Saved entries:
***
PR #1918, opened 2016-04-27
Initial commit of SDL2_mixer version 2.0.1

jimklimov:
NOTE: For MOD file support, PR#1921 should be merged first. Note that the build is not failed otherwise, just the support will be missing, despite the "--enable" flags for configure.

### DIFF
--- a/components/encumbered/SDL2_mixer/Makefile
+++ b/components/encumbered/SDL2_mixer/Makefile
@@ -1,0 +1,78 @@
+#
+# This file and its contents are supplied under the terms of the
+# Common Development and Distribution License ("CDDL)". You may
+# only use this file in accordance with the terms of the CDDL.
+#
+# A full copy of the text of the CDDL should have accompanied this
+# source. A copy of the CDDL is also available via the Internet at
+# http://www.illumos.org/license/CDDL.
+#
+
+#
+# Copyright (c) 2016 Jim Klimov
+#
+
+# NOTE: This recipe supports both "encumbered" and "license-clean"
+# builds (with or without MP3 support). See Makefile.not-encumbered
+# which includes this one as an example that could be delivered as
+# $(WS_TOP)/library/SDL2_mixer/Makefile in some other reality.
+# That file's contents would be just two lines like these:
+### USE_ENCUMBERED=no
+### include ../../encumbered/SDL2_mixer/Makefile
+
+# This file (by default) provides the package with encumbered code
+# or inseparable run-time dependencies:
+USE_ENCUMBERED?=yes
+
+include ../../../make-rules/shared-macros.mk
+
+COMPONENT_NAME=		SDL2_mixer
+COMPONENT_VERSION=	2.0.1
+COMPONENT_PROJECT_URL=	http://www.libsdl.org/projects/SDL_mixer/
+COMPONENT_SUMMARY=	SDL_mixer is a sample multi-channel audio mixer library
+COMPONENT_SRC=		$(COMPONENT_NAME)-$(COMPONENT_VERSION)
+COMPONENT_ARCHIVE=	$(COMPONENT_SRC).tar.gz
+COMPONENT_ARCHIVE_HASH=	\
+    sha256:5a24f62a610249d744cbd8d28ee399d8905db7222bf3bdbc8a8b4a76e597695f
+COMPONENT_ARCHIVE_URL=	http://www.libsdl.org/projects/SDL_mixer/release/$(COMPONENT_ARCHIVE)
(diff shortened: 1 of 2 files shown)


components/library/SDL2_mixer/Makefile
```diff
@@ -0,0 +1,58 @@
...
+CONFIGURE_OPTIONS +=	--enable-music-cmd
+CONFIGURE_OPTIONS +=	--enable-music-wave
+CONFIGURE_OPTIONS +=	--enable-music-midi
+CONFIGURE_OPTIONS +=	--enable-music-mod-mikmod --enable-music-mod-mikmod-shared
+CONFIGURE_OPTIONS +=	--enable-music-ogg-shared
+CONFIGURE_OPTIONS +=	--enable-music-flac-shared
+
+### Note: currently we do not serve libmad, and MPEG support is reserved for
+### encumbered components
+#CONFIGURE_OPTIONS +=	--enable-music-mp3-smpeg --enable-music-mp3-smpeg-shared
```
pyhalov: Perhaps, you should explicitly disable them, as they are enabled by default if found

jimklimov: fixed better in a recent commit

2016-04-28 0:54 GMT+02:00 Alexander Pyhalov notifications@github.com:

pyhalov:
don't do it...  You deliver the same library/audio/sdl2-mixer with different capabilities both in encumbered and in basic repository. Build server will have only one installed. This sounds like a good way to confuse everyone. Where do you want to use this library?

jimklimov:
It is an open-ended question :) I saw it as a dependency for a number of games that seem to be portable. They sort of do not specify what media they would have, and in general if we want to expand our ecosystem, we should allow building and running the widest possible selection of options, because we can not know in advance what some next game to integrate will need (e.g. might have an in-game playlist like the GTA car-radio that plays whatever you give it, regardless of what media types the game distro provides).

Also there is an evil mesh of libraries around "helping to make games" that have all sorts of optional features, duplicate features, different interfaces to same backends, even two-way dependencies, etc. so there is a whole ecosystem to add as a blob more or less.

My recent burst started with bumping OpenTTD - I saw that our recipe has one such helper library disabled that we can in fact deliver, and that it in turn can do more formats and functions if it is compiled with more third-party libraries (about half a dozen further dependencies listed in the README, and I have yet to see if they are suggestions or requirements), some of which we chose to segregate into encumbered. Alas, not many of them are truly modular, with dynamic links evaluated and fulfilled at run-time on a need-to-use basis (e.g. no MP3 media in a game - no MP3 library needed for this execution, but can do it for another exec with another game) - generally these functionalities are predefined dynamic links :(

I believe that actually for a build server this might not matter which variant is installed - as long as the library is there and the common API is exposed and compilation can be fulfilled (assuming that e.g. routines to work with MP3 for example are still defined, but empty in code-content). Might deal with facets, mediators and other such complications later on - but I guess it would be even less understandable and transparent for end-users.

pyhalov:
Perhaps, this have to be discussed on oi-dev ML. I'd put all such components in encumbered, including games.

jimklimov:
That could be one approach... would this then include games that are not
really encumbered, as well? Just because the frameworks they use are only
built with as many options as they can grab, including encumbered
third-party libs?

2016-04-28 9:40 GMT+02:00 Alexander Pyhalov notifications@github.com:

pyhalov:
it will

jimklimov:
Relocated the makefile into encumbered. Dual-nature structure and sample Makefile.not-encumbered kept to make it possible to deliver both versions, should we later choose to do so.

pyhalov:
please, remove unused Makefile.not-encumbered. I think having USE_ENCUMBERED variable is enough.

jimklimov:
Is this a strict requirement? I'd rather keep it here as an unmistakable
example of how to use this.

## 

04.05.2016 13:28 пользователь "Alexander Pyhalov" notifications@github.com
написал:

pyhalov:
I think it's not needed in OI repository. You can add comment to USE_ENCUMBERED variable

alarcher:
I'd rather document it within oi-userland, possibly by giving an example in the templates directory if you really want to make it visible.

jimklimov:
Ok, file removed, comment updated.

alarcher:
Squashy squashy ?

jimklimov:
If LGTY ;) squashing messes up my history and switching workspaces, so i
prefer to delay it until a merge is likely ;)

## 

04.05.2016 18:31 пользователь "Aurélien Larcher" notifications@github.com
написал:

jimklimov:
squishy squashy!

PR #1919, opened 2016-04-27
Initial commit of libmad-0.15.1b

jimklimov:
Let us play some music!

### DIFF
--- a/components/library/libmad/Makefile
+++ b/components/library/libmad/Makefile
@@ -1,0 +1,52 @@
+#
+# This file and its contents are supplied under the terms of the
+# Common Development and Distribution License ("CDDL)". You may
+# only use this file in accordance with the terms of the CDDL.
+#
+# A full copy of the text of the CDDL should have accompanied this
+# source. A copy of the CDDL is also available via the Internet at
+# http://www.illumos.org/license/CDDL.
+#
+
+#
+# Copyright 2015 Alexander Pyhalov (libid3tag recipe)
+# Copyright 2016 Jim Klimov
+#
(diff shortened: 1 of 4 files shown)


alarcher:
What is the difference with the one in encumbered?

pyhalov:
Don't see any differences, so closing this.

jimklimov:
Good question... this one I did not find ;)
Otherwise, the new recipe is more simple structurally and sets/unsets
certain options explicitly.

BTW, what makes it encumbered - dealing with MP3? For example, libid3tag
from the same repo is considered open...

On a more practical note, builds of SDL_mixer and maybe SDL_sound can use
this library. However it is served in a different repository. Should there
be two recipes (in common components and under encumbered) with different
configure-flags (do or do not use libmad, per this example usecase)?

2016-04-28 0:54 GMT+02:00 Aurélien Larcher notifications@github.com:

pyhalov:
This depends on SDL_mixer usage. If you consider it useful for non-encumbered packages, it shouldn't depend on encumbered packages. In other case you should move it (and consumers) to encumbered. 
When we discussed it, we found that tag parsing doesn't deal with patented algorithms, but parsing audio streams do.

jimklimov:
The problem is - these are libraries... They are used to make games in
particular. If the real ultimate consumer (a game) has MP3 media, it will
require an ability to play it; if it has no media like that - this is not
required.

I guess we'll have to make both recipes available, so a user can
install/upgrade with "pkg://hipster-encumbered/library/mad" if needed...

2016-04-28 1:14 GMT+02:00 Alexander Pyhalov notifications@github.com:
***
Copy out only the lines above from the one with "Squashy squashy ?" to the one with "I guess we'll", inclusive, exactly as they stand.

Response to the exercise:
Squashy squashy ?

jimklimov:
If LGTY ;) squashing messes up my history and switching workspaces, so i
prefer to delay it until a merge is likely ;)

## 

04.05.2016 18:31 пользователь "Aurélien Larcher" notifications@github.com
написал:

jimklimov:
squishy squashy!

PR #1919, opened 2016-04-27
Initial commit of libmad-0.15.1b

jimklimov:
Let us play some music!

### DIFF
--- a/components/library/libmad/Makefile
+++ b/components/library/libmad/Makefile
@@ -1,0 +1,52 @@
+#
+# This file and its contents are supplied under the terms of the
+# Common Development and Distribution License ("CDDL)". You may
+# only use this file in accordance with the terms of the CDDL.
+#
+# A full copy of the text of the CDDL should have accompanied this
+# source. A copy of the CDDL is also available via the Internet at
+# http://www.illumos.org/license/CDDL.
+#
+
+#
+# Copyright 2015 Alexander Pyhalov (libid3tag recipe)
+# Copyright 2016 Jim Klimov
+#
(diff shortened: 1 of 4 files shown)


alarcher:
What is the difference with the one in encumbered?

pyhalov:
Don't see any differences, so closing this.

jimklimov:
Good question... this one I did not find ;)
Otherwise, the new recipe is more simple structurally and sets/unsets
certain options explicitly.

BTW, what makes it encumbered - dealing with MP3? For example, libid3tag
from the same repo is considered open...

On a more practical note, builds of SDL_mixer and maybe SDL_sound can use
this library. However it is served in a different repository. Should there
be two recipes (in common components and under encumbered) with different
configure-flags (do or do not use libmad, per this example usecase)?

2016-04-28 0:54 GMT+02:00 Aurélien Larcher notifications@github.com:

pyhalov:
This depends on SDL_mixer usage. If you consider it useful for non-encumbered packages, it shouldn't depend on encumbered packages. In other case you should move it (and consumers) to encumbered. 
When we discussed it, we found that tag parsing doesn't deal with patented algorithms, but parsing audio streams do.

jimklimov:
The problem is - these are libraries... They are used to make games in
particular. If the real ultimate consumer (a game) has MP3 media, it will
require an ability to play it; if it has no media like that - this is not
required.

I guess we'll have to make both recipes available, so a user can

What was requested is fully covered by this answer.